Cove.Tool Closes Seed Round to Automate Sustainable Building

cove.tool

Atlanta-based Cove.Tool, an energy efficiency automation platform for the building industry, has closed a $750K seed round to ramp up their marketing, sales and development. The team is confident that they have built a platform that can automate up to 50 percent of the mundane tasks that a sustainability consultant or designer has to go through.

Co-founder Sandeep Ahuja knows the pain point Cove.Tool solves because she’s been there herself. As a sustainability consultant, Ahuja worked on large building projects that wanted to attain different sustainability metrics like achieving LEED certification, exceeding energy efficiency codes and more.

While Ahuja was happy about her work “to save the planet in small ways,” she felt frustrated about how many projects were out there that sustainability consultants couldn’t touch, due to cost or time constraints. Consultants like her weren’t cheap.

At the same time, Ahuja recognized that many of the tasks she performed — which took hours of her time — were repeatable. She and co-founders Patrick and Daniel Chopson decided to build a software that could take on all those tasks.

The platform works through several sustainability tasks. A Cove.Tool user can enter a building project’s location and size to receive an estimate of how much energy it will consume. They can change settings, such as adding more clear glass or alternate materials, and watch those estimates adjust. It provides climactic and weather information. 

Teams can also work together within the platform, allowing multiple stakeholders — engineers, architects, designers and others — to see how the project is going.

Finally, the software will automatically optimize the building to reach the best energy efficiency possible, providing the designer or engineer with the “absolute cheapest way to get to your energy target,” according to Ahuja. The user can receive all of this information in a compact downloadable report.

Ahuja says that, with Cove.Tool, the time taken for this entire process is cut down from 18-20 hours to about one. She describes the solution as the “TurboTax for energy modeling.”

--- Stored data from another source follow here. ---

PR #198, opened 2021-08-23
use pkg-config to properly link to xkbcommon library when build without dlopen feature

semarie:
some OS (like OpenBSD or NetBSD) places third-parties libraries in no default paths, and requires explicit configuration to link to them. It makes smithay-client-toolkit difficult to build on such systems, as when not using `dlopen` feature, the build will fail.

For example, with alacritty build:
```
Building [=======================> ] 188/189: alacritty(bin)

error: linking with `cc` failed: exit status: 1
  |
  = note: [annoying stuff]
  = note: ld: error: unable to find library -lxkbcommon
          cc: error: linker command failed with exit code 1 (use -v to see invocation)

error: aborting due to previous error

error: could not compile `alacritty`

To learn more, run the command again with --verbose.
```

Currently, there is no way to specify a directory in smithay-client-toolkit to found the library and properly link to it.

This PR uses `pkg-config` crate to configure build script to properly locate the library based on pkg-config configuration file.

### DIFF
--- a/build.rs
+++ b/build.rs
@@ -2,7 +2,5 @@ extern crate pkg_config;
 
 fn main() {
     #[cfg(not(feature = "dlopen"))]
-    if pkg_config::Config::new().find("xkbcommon").is_ok() {
-        return;
-    }
+    pkg_config::Config::new().find("xkbcommon").unwrap();
 }
--- a/build.rs
+++ b/build.rs
@@ -1,0 +1,8 @@
+extern crate pkg_config;
+
+fn main() {
+    #[cfg(not(feature = "dlopen"))]
+    if pkg_config::Config::new().find("xkbcommon").is_ok() {
+        return;
+    }
+}
--- a/CHANGELOG.md
+++ b/CHANGELOG.md
@@ -2,6 +2,10 @@
 
 ## Unreleased
 
+#### Bugfixes
+
+- when not using `dlopen` feature, `xkbdcommon` library is linked using `pkg-config`
+
 ## 0.15.0 - 2021-08-10
 
 #### Breaking Changes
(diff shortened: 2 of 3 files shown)


semarie:
for reference, the problem was originally reported to https://github.com/alacritty/alacritty/issues/5422

build.rs
```diff
@@ -0,0 +1,8 @@
+extern crate pkg_config;
+
+fn main() {
+    #[cfg(not(feature = "dlopen"))]
+    if pkg_config::Config::new().find("xkbcommon").is_ok() {
+        return;
+    }
```
vberger, line 7: What is the point of this `if` block? Shouldn't the build script panic if `xkbcommon` cannot be found instead?

vberger (changes requested):
Thanks a lot, this is a clear oversight of when we added support for directly linking to xkbcommon rather than always dlopen-ing it.

I just have a small issue with the build-script logic, and could you also add an entry in the changelog, under the `## Unreleased` section and as a `### Bugfixes` subection (following the previous entries structure) ?

build.rs
semarie: I tried to avoid to break existing and working behaviour: just calling `.unwrap()` would panic the build if `xkbcommon.pc ` (the configuration file used by pkg-config) isn't found but `libxkbcommon.so` exists.

But I am unaware if such configuration exists or if it is just an ill-case.

semarie: after looking at xkbcommon repository, it seems pkgconfig is generated since at least 4 years (introduction of meson.build). so it should be an ill-case.

I will use `unwrap()`, and it should also solve the problem of build with 1.42 (where conditionnal block on conditionnal isn't supported).

semarie:
feel free to told me if you present I push amended commit instead of adding new commits on top of previous one.

vberger (approved):
Okay, this is good for me, thanks!

Regarding the commits, I tend to try maintaining a succinct git history, so if you can amend your PR to make it as a single commit that would be appreciated. Otherwise I'll just squash-merge it.

PR #229, opened 2022-03-31
Add touch support

### LINKED ISSUE #169: Touch input
If I understood correctly, now it's only possible to check whether seat has touch support or not, without any interface for handling input. It would be nice to support it.

Weston client as a usage example: https://github.com/wayland-project/weston/blob/master/clients/simple-touch.c

Protocol [retrieving an ojbect](https://github.com/wayland-project/wayland/blob/master/protocol/wayland.xml#L1819-L1831) and its [interface](https://github.com/wayland-project/wayland/blob/master/protocol/wayland.xml#L2304-L2446) (anything else missed?).

chrisduerr:
This adds a new handler for touch events. Since most touch events are
buffered until a frame event is sent, this buffering is performed
internally similar to the pointer implementation.

The implementation supports wl_touch up to version 6, including the
touch point shape feature.

Fixes #169.


chrisduerr:
As discussed in #169, there isn't really much that needs to be done by SCTK itself for supporting touch input. However it does manage to abstract away frame event handling which one would likely otherwise find in every single client handling touch input.

There's also the argument to be made that this helps with documentation and discoverability. The current 0.30 examples don't really go into great detail on how to handle things not implemented directly in SCTK (though it is fairly trivial) and one might struggle to figure out that this is what they need to do when they want to add touch support, given that pointer and keyboard is directly in SCTK.

src/seat/touch.rs
```diff
@@ -0,0 +1,184 @@
...
+        conn: &mut ConnectionHandle,
+        qh: &QueueHandle<Self>,
+        touch: &WlTouch,
+        serial: u32,
+        time: u32,
+        surface: WlSurface,
+        id: i32,
+        x: f64,
+        y: f64,
+    );
```
i509VCB, line 53: I kind of agree with clippy here. A non-exhaustive struct should satisfy this while allowing future extension (if it happens) to occur.

i509VCB (approved):

src/seat/touch.rs
chrisduerr: I've wanted to follow the behavior of the other handlers here and largely mimic the events and break everything out.

Starting to bundle things into structs for one API but not the others seems very inconsistent to me? Especially with things like `serial` having it as a parameter in one and a subparameter of some random parameter in another would be hugely irritating.

vberger: I think I agree to keep consistency with the rest of the API, introducing a struct for this event only would be too confusing.

I guess an alternative option would be to have a `TouchPointEvent` enum that fuses `down`, `up`, `motion`, `shape` and `orientation` into a single `fn (&mut self, &mut ConnectionHandle, &QueueHandle<Self>, WlTouch, TourchPointEvent)` method.

src/seat/touch.rs
```diff
@@ -0,0 +1,184 @@
...
+                guard.events.push(event);
+            }
+            // Process all buffered events.
+            TouchEvent::Frame => {
+                let mut guard = udata.inner.lock().unwrap();
+                for event in guard.events.drain(..) {
+                    process_framed_event(data, touch, conn, qh, event);
+                }
+            }
+            TouchEvent::Cancel => data.cancel(conn, qh, touch),
```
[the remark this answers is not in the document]
chrisduerr: You mean on cancel? I'm not sure to be honest.

Generally I don't think the cancel event is tied to frame events since it's created by the compositor. What I would assume is that a cancel is generally only transmitted after all relevant events have been framed, since only on frame should they actually be processed to be recognized as a gesture?

Like the frame isn't meant to be used to buffer touch input that isn't detected as gesture yet, but more as a debounce mechanism? Though I suppose it probably shouldn't *hurt* to just clear it when we assume all good-behaving compositors will never call cancel with a pending frame event?

src/seat/touch.rs
```diff
@@ -0,0 +1,184 @@
...
+    /// Touch point motion.
+    #[allow(clippy::too_many_arguments)]
+    fn motion(
+        &mut self,
+        conn: &mut ConnectionHandle,
+        qh: &QueueHandle<Self>,
+        touch: &WlTouch,
+        time: u32,
+        id: i32,
+        x: f64,
```
i509VCB, line 75: Do we want to note what coordinate system the x and y are in?

src/seat/touch.rs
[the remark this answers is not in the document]
vberger: > Though I suppose it probably shouldn't hurt to just clear it when we assume all good-behaving compositors will never call cancel with a pending frame event?

Yeah, that's mostly what I have in mind

src/seat/touch.rs
chrisduerr: I don't think a single handler is the way to go tbh. Because that way you're splitting things up, then you match them in SCTK, just to combine them again and have the client match it again. That just seems unfortunate for downstream and at that point causes more harm than it does good.

There are some minor things one can do, combining x and y to a tuple is done in other APIs for example and iirc that might remove one of the warnings. Other than that it's rough though with touch down itself, there's lots to unpack there wrt information contained in it.

Besides the clippy ignore, which I don't really like myself, I think the best path would probably just be to keep frequently used information flat and obstruct infrequently used information. Though that highly depends on the usecase. One person might think `time` is mostly useless while another treats every `id` the same anyway.

chrisduerr: I've removed one of the clippy annotations, combining coordinates similar to what is done in `pointer.rs`. But I don't think there's a great way to do that for the `down` function without transforming all other functions too and creating something inconsistent to the other APIs.

So I've just left the annotation on there for now. It's certainly not ideal but I think it's okay.

src/seat/touch.rs
```diff
@@ -38,7 +38,9 @@ pub trait TouchHandler: SeatHandler + Sized {
     ///
     /// The associated touch ID ceases to be valid after the touch up event with the associated ID
     /// and may be reused for other touch points after that.
-    #[allow(clippy::too_many_arguments)]
+    ///
+    /// Coordinates are surface-local.
+    #[warn(clippy::too_many_arguments)]
```
vberger, line 43: I don't think we need to keep that

vberger: I mean, this lint is already warn by default, why explicitly enable it again?

chrisduerr: Ah, I meant to `allow` it, not `warn` on it.

vberger (approved):

PR #235, opened 2022-04-08
0.30: layer shell

i509VCB:
Shell abstractions for the layer shell. This is modeled off the xdg shell abstractions currently in 0.30.

We intentionally wrap types used by the wlr protocol since there is a future ext extension being proposed. We do not implement the ext extension (but it was considered during the design).

### DIFF
--- a/src/shell/layer/mod.rs
+++ b/src/shell/layer/mod.rs
@@ -1,0 +1,496 @@
+mod dispatch;
+
+use std::{
+    convert::TryFrom,
+    sync::{
+        atomic::{AtomicBool, Ordering},
+        Arc,
+    },
+};
+
+use bitflags::bitflags;
+use wayland_backend::client::InvalidId;
+use wayland_client::{
+    protocol::{wl_output, wl_surface},
+    ConnectionHandle, Dispatch, QueueHandle,
+};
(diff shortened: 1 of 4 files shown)


src/shell/layer/mod.rs
```diff
@@ -0,0 +1,489 @@
...
+    pub(crate) death_signal: Arc<AtomicBool>,
+}
+
+impl PartialEq for Layer {
+    fn eq(&self, other: &Self) -> bool {
+        self.kind == other.kind
+    }
+}
+
+impl Layer {
```
vberger, line 227: This represents a layer surface, not a layer. Let's name it `LayerSurface` instead (and similarly for the related types like the builder).

src/shell/layer/mod.rs
```diff
@@ -0,0 +1,489 @@
...
+        Self::None
+    }
+}
+
+/// The z-depth of a layer.
+///
+/// These values indicate which order a [`Layer`] is rendered in.
+#[non_exhaustive]
+#[derive(Debug, Clone, Copy, PartialEq, Eq, PartialOrd, Ord, Hash)]
+pub enum ZDepth {
```
vberger, line 345: This, on the other hand, represents the layer, so this enum should be named `Layer`.

vberger (approved):

PR #239, opened 2022-04-20
DataOffer low level receive method & DataDevice with_dnd method

wash2:
This PR adds:
- a method to DataOffer which receives data to a raw file descriptor, then closes it.
- a method to DataDevice which gives access to the current DnD offer outside of a DnDEvent, which I've found useful.

I'm working on wrapping xdg windows with a layer shell window. One of the use cases I'd like to support is forwarding the clipboard contents into the embedded compositor inside the layer shell window. What I'm currently trying to do is:

1. set the compositor provided selection when the layer shell window gains keyboard focus for a seat. https://smithay.github.io/smithay/smithay/wayland/data_device/fn.set_data_device_selection.html

2. Wait for the SendSelection request in the callback I provided to init_data_device. https://docs.rs/smithay/latest/smithay/wayland/data_device/fn.init_data_device.html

After designing the platform, Ahuja and her team focused on getting users onto the platform — originally for free — to work out all the kinks and bugs. Now that they feel confident in the product, they’re transitioning those users over to paid subscription plans. Impressively, Ahuja says they have experienced zero client churn.

Of the roughly 1,000 currently users, about 50 percent are mechanical engineers and sustainability consultants who are employing the software to be more efficient in their work. The remaining 50 percent are largely architects, as well as a few pilots with building owners and contractors themselves.

Cove.Tool has been tested on several buildings in its Atlanta hometown already, including the student center at Georgia Tech and a few buildings at Emory University. 

Thus far, the team has been operating on the $100K investment from TechSquare Labs that they received following their presentation at the fourth Atlanta Startup Battle in summer of 2018. TechSquare Labs also joined in this seed round, along with Knoll Ventures and individual angel investors.

Ahuja says the new funding will give them a 14-month runway during which they can ramp up marketing across the U.S. to solidify their sales cycle and customer acquisition.

They’ll also add additional features to the product to ensure they cover everything that their few competitors offer. Ahuja’s goal is for there to be “absolutely nothing in the visual realm of the software competition that could take away any business from us.”

In the long run, the company may expand the platform to cover use cases like building renovations or product recommendations. Ahuja says they are gathering feedback from their customers and advice from investors.

“We have really, really smart investors with incredible connections that help us think beyond what we were originally thinking. They bring money, which is great, but they also bring a lot of expertise, knowledge and ideas.”